Findings – Brokers need automated tools, e.g. ‘sifting engines’ that help them to focus compliance efforts on anomalous trades.
Research limitations/implications – Although brokers appear to need assistance in identifying anomalous trades, whether they place significant effort in compliance depends on regulatory enforcement.
Originality/value – MiFID and RegNMS will require changes in current practice. SVM/DAPR approaches appear to be worth further investigation.
Keywords best execution, MiFID, RegNMS, compliance, support vector machine (SVM), equities trading, Dynamic Anomaly and Pattern Response (DAPR), predictive systems, market surveillance.

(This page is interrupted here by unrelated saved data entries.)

PR #99, opened 2019-04-03
Proxy cdp refactor (SDK-675 / SDK-676)

ethanbennett:
Updating `ProxyCdp` to use `ProxyService`


tyler17:
This looks good to me @levity .  I was going to say you could check in the proxy registry whether an address really was a proxy address, but I see that `ProxyRegistry` only stores a mapping of owners to proxies.

PR #100, opened 2019-04-03
read price from osm feed struct (do not merge)

jparklev:
I think `PIP_*` refers refers to the `osm` in the latest deployment, so I tweaked `getPrice` to read [the current price value](https://github.com/makerdao/osm/blob/db1fceece712dd05608131f26a49c4f8896d0fb2/src/osm.sol#L45). I can fix the test here, but i'm not totally clear on when we're using `median` rather than `osm`, and which of them pip should refer to, so I wanted to check with you first :)

### DIFF
--- a/lib/dai-plugin-mcd/src/CdpType.js
+++ b/lib/dai-plugin-mcd/src/CdpType.js
@@ -62,9 +62,14 @@ export default class CdpType {
       return ratio.ray((await this.ilkInfo()).spot);
     }
 
-    const val = await this._web3Service.getStorageAt(this._pipAddress, 2);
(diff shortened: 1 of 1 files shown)


levity:
i think i've been mistaken about the new price feed model; see the SDK-668 comment thread for the details. but basically yeah what you've done here is correct, but we need to update the testchain snapshot to have an OSM to test against.

levity:
also: we just made it to :100: PRs! 🎉

levity:
ok actually we're just going to read from the vat and skip all this getStorageAt business
https://chat.makerdao.com/group/backend-services-internal?msg=BSaH65sQRwuE3Qgix

PR #101, opened 2019-04-03
update getPrice to always read from dss (using spot and mat)

tyler17:
The testchain has mat = 1, but I tested this on Kovan where mat is 1.5 and it works as expected.  @levity what is the plan on updating the set helper functions as discussed here: https://github.com/makerdao/dss-deploy/pull/19#issuecomment-478800087 ?  I could try adding a setLiquidationRatio function using file to update mat on the testchain


jparklev:
looking at [this line in the spotter](https://github.com/makerdao/dss-deploy/blob/07149b4311f6dde69ac56fd1cf7c7b9252c1d79f/src/poke.sol#L57), should we also be taking `par` into account?

levity:
yay, much simpler! as @jparklev mentioned, we should be taking `par` into account. re your question about helpers, for now, try changing `mat` with Mom like we've been doing for the other variables, and then whoever picks up SDK-688 can change all the helpers at once to use DSPause instead.

PR #111, opened 2019-05-14
add getDebtAllCdps

tyler17:
Added a function to get a user's debt across all cdps they own, and also added caching for the getCdpIds call (indexed by proxy address).  Would probably also need to update the cdp portal to call reset() if this were merged.


lib/dai-plugin-mcd/src/CdpManager.js
```diff
@@ -34,6 +36,21 @@ export default class CdpManager extends LocalService {
...
+  //todo: add in caching here??
+  async getDebtAllCdps(proxyAddress, descending = true) {
+    const ids = await this.getCdpIds(proxyAddress, descending);
+    const debts = await Promise.all(
+      ids.map(c => {
+        const cdp = new ManagedCdp(c.id, c.ilk, this);
+        return cdp.getDebtValue();
+      })
+    );
+    const allDebt = debts.reduce((total, debt) => {
```
levity: nice use of reduce. this could be a tidy one-liner: `debts.reduce((a, b) => a.plus(b))`

levity: nice use of reduce. this could be a tidy one-liner: `return debts.reduce((a, b) => a.plus(b))`

lib/dai-plugin-mcd/src/CdpManager.js
```diff
@@ -34,6 +36,21 @@ export default class CdpManager extends LocalService {
     return new ManagedCdp(id, ilk, this);
   }
 
+  //todo: add in caching here??
+  async getDebtAllCdps(proxyAddress, descending = true) {
```
levity: Let's call this `getCombinedDebtValue` -- the `DebtValue` part would be consistent with `getDebtValue` in `ManagedCdp`, and the fact that this method is in `CdpManager` I think gives enough context that people should understand this to be an operation across all CDPs.

lib/dai-plugin-mcd/test/CdpManager.spec.js
```diff
@@ -24,16 +24,26 @@ test('getCdpIds gets empty CDP data from a proxy', async () => {
...
   const currentProxy = await maker.currentProxy();
-
   const cdps = await cdpMgr.getCdpIds(currentProxy);
 
   expect(cdps.length).toEqual(2);
   expect(cdps).toContainEqual({ id: cdp1.id, ilk: cdp1.ilk });
   expect(cdps).toContainEqual({ id: cdp2.id, ilk: cdp2.ilk });
 });
 
+test('getDebtAllCdps', async () => {
```
levity: nice test :)

levity:
Sorry for not getting to this yesterday, btw.

tyler17:
Great, thanks @levity merging this in now.

PR #112, opened 2019-05-21
Vulcanize

tyler17:
This is still a WIP but creating this PR to get general feedback.  

I’m testing the cdp events against a local instance of vulcanize, and the price history against the remote kovan server one, since that’s where things are currently working.  So the cdp events test should fail since the local vdb isn’t a part of our CI, and the remote kovan one will also often fail with error `getaddrinfo ENOTFOUND kovan.infura.io kovan.infura.io:443` which I should probably ask the vdb team about.  Not sure whether we want to test against a local vulcanize instance or a remote kovan one long term, but for now its nice to be able to use both.  

The cdp events doesn’t yet include things like bites and getting collateral returned to you from an auction, since that’s not in vulcanize yet.  Another nice to have might be specifically calling a cdp event a `close` event if the ink and art end up as 0.  

Another thing I haven’t decided on is how to do the full e2e testing, since e.g. the cdp and ilk data on the local testchain doesn’t match the cdp data in either vulcanize db, and even the kovan data doesn’t match the kovan vdb since its currently pointing to an older version of the kovan contracts.  But adding in optional arguments like I did with `ilkNameReplacement` in `getCdpEventsForIlkAndUrn` could work.


tyler17:
Also, converting every single blockNumber to a datetime is a lot of network traffic for the priceHistory query, so it probably makes sense to do something like converting the first blucknumber to a date, and then estimate the rest with the average blocktime

tyler17:
And then we'd also probably want to add caching here, so we don't query for data that we've already fetched before

lib/dai-plugin-mcd/src/QueryApiMcdService.js
```diff
@@ -0,0 +1,142 @@
...
+      },
+      body: JSON.stringify({
+        query,
+        variables: { ilkName, urn }
+      })
+    });
+
+    const { data } = await resp.json();
+    return Promise.all(
+      data.urnFrobs.nodes.map(async e => {
```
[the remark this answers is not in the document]
levity: what you're doing in this nested method is basically transforming an event so it becomes human-readable. this would be a nice thing to pull out into a method at the top-level of the file, and then export it so that it can be unit tested directly, without involving network round-trips or APIs, e.g.:

```
const rawEvent = { ... };
const expected = { ... };
const formattedEvent = formatFrob(rawEvent); // or whatever name
expect(formattedEvent).toEqual(expected);
```

lib/dai-plugin-mcd/src/QueryApiMcdService.js
```diff
@@ -0,0 +1,142 @@
...
+    const query = `query ($pipAddress: String, $num: Int){
+      allPipLogValues(last: $num, condition: { contractAddress: $pipAddress }){
+        nodes{
+          val,
+          blockNumber
+        }
+      }
+    }`;
+
+    const resp = await fetch(this.serverUrl, {
```
levity: you can de-duplicate this bit of code into a method that just takes `(serverUrl, query, variables)` as arguments and returns the response for the query

lib/dai-plugin-mcd/src/QueryApiMcdService.js
```diff
@@ -0,0 +1,142 @@
...
+  async _blockNumberToDateTime(blockNumber) {
+    const timestamp = (await this.get('web3').getBlock(blockNumber)).timestamp;
+    return new Date(1000 * timestamp);
+  }
+
+  //TODO: add error handling, and handle no return value from vulcanize?
+  async getCdpEventsForIlkAndUrn(
+    ilk,
+    urn,
+    currency,
```
levity: Having `currency` as an argument here and in `getPriceHistoryForPip` bugs me, because the MCD plugin as a whole is smart enough to figure out what currency corresponds to an ilk. But that functionality is most suited to the CdpTypeService. I think the right thing to do might be: have QueryApi just handle GraphQL requests/responses, no output formatting, and then have methods in CdpTypeService that take the raw responses from the QueryApi and apply the correct formatting.

lib/dai-plugin-mcd/test/CdpManager.spec.js
```diff
@@ -50,6 +50,13 @@ test('getCdp looks up ilk', async () => {
   expect(sameCdp.ilk).toEqual(cdp.ilk);
 });
 
+test('getCombinedEventHistory', async () => {
+  const proxy = await maker.currentProxy();
+  const events = await cdpMgr.getCombinedEventHistory(proxy);
+  console.log('events', events);
+  //add an expect here
```
levity: While we wait for the settling of the shifting sands of having vulcanize available for testing locally & on kovan, one thing you could do here is mock out the part of the code that makes the actual network request, and substitute in dummy data instead. That way you can test that all of the code that handles the response behaves correctly with a known response. e.g.:
```js
const mockFn = jest.fn(async () => dummyData);
maker.service(QUERY_API).methodBeingCalledInThisTest = mockFn;
const events = await cdpMgr.getCombinedEventHistory(proxy);
expect(mockFn).toBeCalled();
expect(events).toEqual(formattedDummyData);
```

And this is also just good testing practice overall, so long as you have other tests that exercise the actual API. (The only risk of course is of forgetting to change the dummy API response if the actual API changes.)

levity:
> And then we'd also probably want to add caching here, so we don't query for data that we've already fetched before

Let's not do that for now -- since this is frequently-changing data, the appropriate strategy for caching will probably involve a short cache expiration time, and that's something the calling code will want to set and control depending on desired app behavior--but in that case it can also just only call this when it wants new data :)

lib/dai-plugin-mcd/src/QueryApiMcdService.js
tyler17: are suggesting passing in `serverUrl` so that this function could live in the scd query service and then we export it in to the mcd one?

levity: That sounds like a great idea.

tyler17:
@lawrence, thanks for the feedback.  Pushed the changes you suggested, as well as some other minor improvements.  Here’s the diff from a couple days ago: https://github.com/makerdao/dai.js/compare/173c405151ae31e2aad5c596770e779ec1a5123c...69c5baf2fcd797492cf68b6fe71b46de95264023
Let me know if you have any more feedback.  The last thing is just figuring out why a few CdpManager tests are failing (looks like there’s 10 additional CDPs that some of the tests aren’t expecting).

levity:
Are you seeing the same test failures locally?

lib/dai-plugin-mcd/src/QueryApiMcdService.js
```diff
@@ -0,0 +1,99 @@
+import { PublicService } from '@makerdao/services-core';
+import { ServiceRoles } from './constants';
+import { TESTNET_ID } from '../../../contracts/networks';
+import { getQueryResponse } from '../../../src/QueryApi';
```
tyler17: @levity Importing TESTNET_ID and getQueryResponse from dai.js doesn't work when doing it from the built version of the plugin.  How do you think this should be resolved?

levity: This should work when the plugin is built into its own module:

```js
import { TESTNET_ID } from '@makerdao/dai/contracts/networks';
import { getQueryResponse } from '@makerdao/dai/src/QueryApi';
```

To get this to work when running MCD plugin tests from within the dai.js folder, before building, though, we'll have to mess with `lib/dai-plugin-mcd/.babelrc`.

If you look at that file you'll see that it sets up the `module-resolver` plugin set up to re-route `import '@makerdao/dai'` to the correct local directory, but I don't think it will handle the more specific paths we're using above. See if you can add lines the `alias` section to get it to work, e.g.:

```json
{
  "plugins": [
    [
      "module-resolver",
      {
        "alias": {
          "@makerdao/dai": "./src",
          "@makerdao/dai/src": "./src",
          "@makerdao/dai/contracts": "./contracts",
        }
      }
    ]
  ]
}
```

levity: Sorry for overlooking this yesterday, btw, really should have responded to you earlier.

lawrence:
> @lawrence, thanks for the feedback. Pushed the changes you suggested, as well as some other minor improvements. Here’s the diff from a couple days ago: [173c405...69c5baf](https://github.com/makerdao/dai.js/compare/173c405151ae31e2aad5c596770e779ec1a5123c...69c5baf2fcd797492cf68b6fe71b46de95264023)
> Let me know if you have any more feedback. The last thing is just figuring out why a few CdpManager tests are failing (looks like there’s 10 additional CDPs that some of the tests aren’t expecting).

no problem.

lib/dai-plugin-mcd/src/QueryApiMcdService.js
tyler17: Hm I'm confused.  Doing that didn't seem to change anything, the built version of QueryApiMcd still says `var _networks = require("../../../contracts/networks");` when it should say `var _networks = require("@makerdao/dai/contracts/networks");` right?

levity: Ah. I see now. This is the first time we're depending on `@makerdao/dai` from within a file that ends up in the build, as opposed to a test file. So `module-resolver` was always set up to do this to the build, we just never ran into it before.

So maybe there's a cleaner way to do this. But the quick-&-dirty hack that occurs to me now is to edit `scripts/prepublish.sh` like this:

```diff
+ mv ./.babelrc ./babelrc.disabled
  ./node_modules/.bin/babel -d lib/dai-plugin-mcd/dist lib/dai-plugin-mcd/src
+ mv ./.babelrc.disabled ./.babelrc
```

levity: If you find a better way to disable that babel plugin, or perhaps configure it so it's disabled automatically based on environment, by all means, please do. 😅

tyler17: Ok cool, yeah I misunderstood the issue initially.  Looks like we can just add a `--no-babelrc` flag to the prepublish script 😄

levity: Nice, that’s way better.

PR #114, opened 2019-05-27
add geth network id to networks config

b-pmcg:


levity:
looking at this, i realize that we shouldn't have a hardcoded TESTNET_ID to begin with

PR #116, opened 2019-05-29
synchronous CdpType/ManagedCdp methods

levity:
exploring how to reduce the mismatch between the async-ness of the MCD instance methods as they're currently written, and the dependence of React apps on non-async data


lib/dai-plugin-mcd/src/CdpType.js
```diff
@@ -56,7 +56,13 @@ export default class CdpType {
...
 
   async getLiquidationRatio() {
-    const { mat } = await this._getSpotInfo();
+    await this._getSpotInfo();
+    return this.getLiquidationRatioSync();
+  }
+
+  getLiquidationRatioSync() {
+    assert(this._spotInfo, '_spotInfo is not cached');
+    const { mat } = this._spotInfo;
```
levity: @jparklev so what i'm imagining is that in a front-end app using Multicall, these cache values could be populated by Multicall rather than `_getSpotInfo`. down the road we can have a proper API for that but in the short-term we could also just directly assign:
```js
someCdpType._spotInfo = spotInfoFromMulticall;
```

This would let us decouple data-fetching and logic in these classes in the plugin, so we can still use them regardless of how we're getting the data.

fincrypchain001:
Sir any problems

fincrypchain001:
Lol I thing this,is fake News.

lib/dai-plugin-mcd/src/ManagedCdp.js
```diff
@@ -16,87 +16,127 @@ export default class ManagedCdp {
...
+    return this.isSafeSync();
+  }
+
+  isSafeSync() {
+    return this.type.getPriceSync().gte(this.getLiquidationPriceSync());
   }
 
-  async minCollateral() {
-    const [debt, liquidationRatio, price, collateral] = await Promise.all([
+  async getMinSafeCollateralAmount() {
```
levity: renamed this one for consistency's sake

levity:
@jparklev after looking at makerdao/mcd-cdp-portal#59 i wonder if i'm trying to swim upstream here, insisting that these Dai.js objects be involved when you've already gone and written out getters that are doing all the calculations... but maybe once this is ready, we can just modify the getters in `reducers/cdps` to use these sync methods?

PR #118, opened 2019-06-01
incorporate minor vdb api changes

tyler17:


lib/dai-plugin-mcd/test/integration/QueryApiMcd.spec.js
```diff
@@ -50,22 +50,22 @@ function expectFrobEvents(events) {
 
 test('getCdpEventsForIlkAndUrn', async () => {
   const events = await service.getCdpEventsForIlkAndUrn(
-    '4FE14',
-    '0x8392807d646cf6300b9fcd1fbd35fb2e4b738d75'
+    'BEF5872',
```
levity: a comment here indicating what this is supposed to represent would be helpful

PR #119, opened 2019-06-02
Add engines prop to package.json

AquiGorka:
Extra info when installing (in case dev misses `.nvmrc`)


levity:
This is a good idea, but more precisely targeting v11 would be good

AquiGorka:
@levity updated to target `v11.10`

levity:
Thanks @AquiGorka!

PR #123, opened 2019-06-11
add more COL types to testnet.json and plugin, set correct decimal pl…

b-pmcg:
…ace for COL5


src/eth/EthereumTokenService.js
```diff
@@ -75,6 +75,10 @@ export default class EthereumTokenService extends PrivateService {
       return new PethToken(contract, this.get('web3'), tub);
     }
 
+    if (symbol === tokens.COL5) {
```
tyler17: I don't think tokens.COL5 is defined

levity: We can’t hardcode this here—it should rely on the `decimals` value from the config

b-pmcg: Removed this and added it to the tokens config in dai-plugin-config https://github.com/makerdao/dai-plugin-config/blob/master/src/utils/configHelper.js#L52

b-pmcg:
Closing this because the handling the decimals has been moved to the dai-plugin-config, and the rest of this PR overlaps with the work that @abylaw and @ethanbennett are doing.

Issue #303, opened 2014-10-27
SMTP connect() failed while hosting on 000webhost.com


bshikhar13:
I am using a feedback form for my users on my website and currently hosting it on 000webhost.com Apache ver : 2.2.19 (Unix)
PHP version : 5.2

I am using google SMTP server (smtp.gmail.com) to send emails.
It shows SMTP connect() failed everytime.
Please respond.

PR #203, opened 2014-03-28
phpmailer.lang-mg

octavebenil:
Une traduction en Malgache

PR #1555, opened 2018-09-28
Create phpmailer.lang-mg.php

Hackinet:
Added translation for Malagasy.


Synchro:
Did you see the PR in #303? Yours is more complete, but more words seem to be translated in the other one - for example "SMTP error". I can't tell which is "better" as I don't speak Malagasy!

Hackinet:
@Synchro Sorry for the late reply. Yes, I saw the PR in #203 . While creating the new lang file I took into account, the old commit. The new one is definitely better.

Synchro:
Thanks. And yes I did mean #203!

PR #1577, opened 2018-10-16
Fix missing Arabic translations

MicroDroid:
You probably want to squash before merging. `extension_missing` was missing.


Synchro:
Thanks

PR #1589, opened 2018-10-29
add php 7.3 to travis

andreybolonin:


Synchro:
Thanks. 7.3 was effectively being tested in the `nightly` option anyway, but it's good to have it made explicit now it's available by name.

Paper type - General overview
The European Union implements the Markets in Financial Instruments Directive (MiFID) on 1 November 2007. Article 21, "Obligation To Execute Orders On Terms Most Favourable To The Client" - ‘best execution’ - of MiFID states:
In the USA, a similar set of regulations from the Securities and Exchange Commission (SEC), RegNMS, takes effect in 2006 and also requires the ability to demonstrate best execution. The Financial Services Authority (FSA), the financial markets regulator in the United Kingdom, advises ("Planning for MiFID", November 2005, Page 12):
Most brokers rely on traditional management oversight of the trading process or customer feed-back to control execution quality – but traditional oversight cannot cope with today’s volumes and clients tend to feed back selectively. Many brokers contrast prices obtained in a sample of trades, 1% may be typical according to the British Bankers’ Association, with the published bid-offer spreads available at the time – but then complain that the bid-offer spreads are only a good comparison for very small trades.
What’s missing is the ability to show that a specific trade was executed at a reasonable price taking into account the various characteristics of the trade. In order to comply with MiFID, the only effective method of monitoring thousands or hundreds of thousands of trades per week is to have an automated process identifying a sensible set of anomalous trades for individual examination. Basically, firms need a ‘sifting engine’ that puts forward trades that must be examined – "best execution compliance automation".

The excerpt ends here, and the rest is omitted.